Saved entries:
# # #

PR #1101, opened 2024-05-02
Use non-strict mode by default

kwen2501:
`torch.export` has strict mode and non-strict mode. 
For difference, please read [Non-Strict Export](https://pytorch.org/docs/stable/export.html#non-strict-export).

This PR switches to non-strict mode by default. Improving tracing success rate (no Dynamo graph break).

### DIFF
--- a/pippy/_IR.py
+++ b/pippy/_IR.py
@@ -1142,6 +1142,7 @@ class Pipe(QualnameMapMixin, torch.nn.Module):
             mod,
             example_args,
             example_kwargs,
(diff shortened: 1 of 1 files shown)


H-Huang (approved):

wconstab:
im not convinced.

i should be easy to convince since at the moment i'm fighting with tracer issue after tracer issue.

however, if the answer is "turn off safety so it doesn't throw errors" i'm not sure i want to use the tracer at all.

PR #1109, opened 2024-05-03
refactor manual stage, include docs and example

H-Huang:
Add doc string for manual stage and example under `basic/`

Made input_args a required argument

* __->__ #1109

### DIFF
--- a/examples/basic/example_manual_stage.py
+++ b/examples/basic/example_manual_stage.py
@@ -1,0 +1,119 @@
+# Copyright (c) Meta Platforms, Inc. and affiliates
+# Minimal effort to run this code:
+# $ torchrun --nproc-per-node 3 example_manual_stage.py
+
+import os
+import torch
+from pippy import ScheduleGPipe, ManualPipelineStage
+
+in_dim = 512
+layer_dims = [512, 1024, 256]
+out_dim = 10
+
+# Single layer definition
+class MyNetworkBlock(torch.nn.Module):
+    def __init__(self, in_dim, out_dim):
+        super().__init__()
+        self.lin = torch.nn.Linear(in_dim, out_dim)
+
+    def forward(self, x):
+        x = self.lin(x)
+        x = torch.relu(x)
+        return x
+
+
+# Model chunk definition
+class ModelChunk0(torch.nn.Module):
+    def __init__(self):
+        super().__init__()
+        self.layer0 = MyNetworkBlock(in_dim, layer_dims[0])
+
+    def forward(self, x):
+        return self.layer0(x)
+
+class ModelChunk1(torch.nn.Module):
+    def __init__(self):
+        super().__init__()
+        self.layer1 = MyNetworkBlock(layer_dims[0], layer_dims[1])
+
+    def forward(self, x):
+        return self.layer1(x)
+
+class ModelChunk2(torch.nn.Module):
+    def __init__(self):
+        super().__init__()
+        self.layer2 = MyNetworkBlock(layer_dims[1], layer_dims[2])
+        # Final output layer (with OUT_DIM projection classes)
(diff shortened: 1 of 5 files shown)


pippy/ManualPipelineStage.py
```diff
@@ -172,36 +176,55 @@ def get_stage_shapes(
...
+    This class extends the `PipelineStageBase` class and can similarly be used
+    in `PipelineScheule`.
+    Args:
+        submodule (nn.Module): The PyTorch module wrapped by this stage.
+        stage_index (int): The ID of this stage.
+        num_stages (int): The total number of stages.
+        device (torch.device): The device where this stage is located.
+        num_microbatches (int): The number of microbatches to use.
+        input_args (Union[torch.Tensor, List[torch.tensor]], optional): The input arguments for the module.
+        output_args (Union[torch.Tensor, List[torch.tensor]], optional): The output arguments for the module.
```
kwen2501, line 192: > The input arguments for the module

What does "the module" refer to? 

Earlier, the doc uses a term "submodule":
> submodule (nn.Module): The PyTorch module wrapped by this stage.

examples/basic/example_manual_stage.py
```diff
@@ -0,0 +1,119 @@
...
+# the rank of this process, and the device.
+if rank in rank_model_and_input:
+    model, example_input = rank_model_and_input[rank]
+    stage = ManualPipelineStage(
+        model,
+        rank,
+        world_size,
+        device,
+        chunks,
+        example_input,
```
wconstab, line 100: i'd like to see a test case where rank1 does not pass input shapes, and we use the logic in `get_stage_shapes` to propagate this information from rank0 (including dtype).  IMO its too hard to manually specify shape+dtype for all stages.

pippy/ManualPipelineStage.py
```diff
@@ -172,36 +176,55 @@ def get_stage_shapes(
...
+        group (dist.ProcessGroup, optional): The process group for distributed training. If None, default group.
```
wconstab, line 193: i think its tricky to let group be optional, and have the num_stages vs group_size be ambigious.

(in my case I was passing num_stages =2 and i was forgetting to pass my pp_mesh.group, so ManualStage was complaining that the default group's size wasn't compatible with my num_stages.  Should we just always require group, or is it useful to not require it?

pippy/ManualPipelineStage.py
H-Huang: oops, meant "submodule," thanks!

examples/basic/example_manual_stage.py
wconstab: Not a question for this PR, but where did we land on shape inference on first forward?

i think the only argument against this is that it wont be easy to make the UX the same for manual/tracer stages if tracer needs a shape at trace time while manual stage does not.

but it is definitely nicer UX to not require a shape up front, and could even be more flexible if the lazy thing allowed reallocating buffers for larger shapes (in case of dynamic shape)

question RE tracer ux- @kwen2501- how mature is export+dynamicshape? can we mark the input shapes for tracing as dynamic somehow and at least ensure the trace is capable of being used for different number of batches or seqlen?

pippy/ManualPipelineStage.py
wconstab: we should support devicemesh too.

examples/basic/example_manual_stage.py
H-Huang: I think we still want shape inference. Eventually we can make input_args an optional argument and perform shape inference for the user, but for now we require it for initialization.

kwen2501 (approved):
LGTM. Thanks for the improvement!

PR #1139, opened 2024-08-20
Update all hf examples to have dist.barrier

muellerzr:
Without having `dist.barrier()`, all of the HF examples wind up hanging since we're destroying the pg before all comms have completed in these small examples, leading to a hang. This PR adds `dist.barrier()` just before `dist.destroy_process_group()` to fix this.

### DIFF
--- a/examples/huggingface/pippy_bert.py
+++ b/examples/huggingface/pippy_bert.py
@@ -73,6 +73,7 @@ def run(args):
     else:
         out = schedule.step()
 
+    dist.barrier()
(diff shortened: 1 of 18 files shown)


kwen2501 (approved):
LGTM. Thanks!

Pasting our triage here for future reference:
If the batch is small, and the two ranks have a gap in terms of when they are launched, then rank 0 could have finished sending the activations before rank 1 bootstraps.
(In NCCL, sending a small message does not need handshake between the two ranks)

PR #1465, opened 2024-10-16
Fixed blank UI for integrations with no keycloak client

Anahkiasen:
### Fixed
- Fixed blank UI for integrations with no keycloak client

---

@simon-debruijn @grubolsch Some integrations do not yet have a Keycloak client to show, even if the related env variables are enabled. As it is my understanding that this is an "unhappy path" state, and that otherwise we should always have one to show, I've tried to simplify the logic to trust the data first and foremost in the meantime, so that users aren't too confused. But since the previous condition relied on `KEYCLOAK_TEST_CLIENT_ENABLED` – which from my understanding is a temporary thing – I'm a bit unsure what the actual real condition should be if that's not enough. Especially the isLive part. So all that to say I tried to trust the data in place but perhaps it's shortsighted.

---
Ticket: https://jira.publiq.be/browse/PPF-624

### DIFF
--- a/resources/ts/Components/IntegrationClientCredential.tsx
+++ b/resources/ts/Components/IntegrationClientCredential.tsx
@@ -49,7 +49,8 @@ export const IntegrationClientCredentials = ({
   const { config } = usePageProps();
 
   const clientWithLabels =
-    config.keycloak.enabled || (!isLive && config.keycloak.testClientEnabled)
+    config.keycloak.enabled ||
+    (!isLive && config.keycloak.testClientEnabled && keycloakClient)
       ? [
           {
             label: "details.credentials.client_id",
--- a/resources/ts/Components/IntegrationClientCredential.tsx
+++ b/resources/ts/Components/IntegrationClientCredential.tsx
@@ -6,6 +6,7 @@ import { IntegrationStatus } from "../types/IntegrationStatus";
 import { Alert } from "./Alert";
 import type { Integration } from "../types/Integration";
 import type { AuthClient, KeycloakClient } from "../types/Credentials";
+import { usePageProps } from "../hooks/usePageProps";
 
 type Props = {
   client: {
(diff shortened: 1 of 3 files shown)


resources/ts/Components/IntegrationClientCredential.tsx
```diff
@@ -46,30 +45,18 @@ export const IntegrationClientCredentials = ({
...
-          {
-            label: "details.credentials.client_id",
-            value: client?.clientId,
-          },
-          {
-            label: "details.credentials.client_secret",
-            value: client?.clientSecret,
-          },
-        ];
+  const clientToShow = keycloakClient && !isLive ? keycloakClient : client;
```
simon-debruijn, line 49: It looks correct, but I think we better verify once more in the publiq platform frontend when to show which keys.

@grubolsch You once said the general `KEYCLOAK_ENABLED` variable was supposed to no longer be used?
Only the `KEYCLOAK_TEST_CLIENT_ENABLED`?

How should the frontend behave then on platform-test and on platform (prod)?
Should we change the frontend code to only use `KEYCLOAK_TEST_CLIENT_ENABLED`?
And once production is changed to keycloak with or without `KEYCLOAK_TEST_CLIENT_ENABLED` things should work?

# # #

*PROBLEM TO SOLVE*. Whenever a line above contains "List", copy that line.

*TASK OUTPUT*.
+        input_args (Union[torch.Tensor, List[torch.tensor]], optional): The input arguments for the module.
+        output_args (Union[torch.Tensor, List[torch.tensor]], optional): The output arguments for the module.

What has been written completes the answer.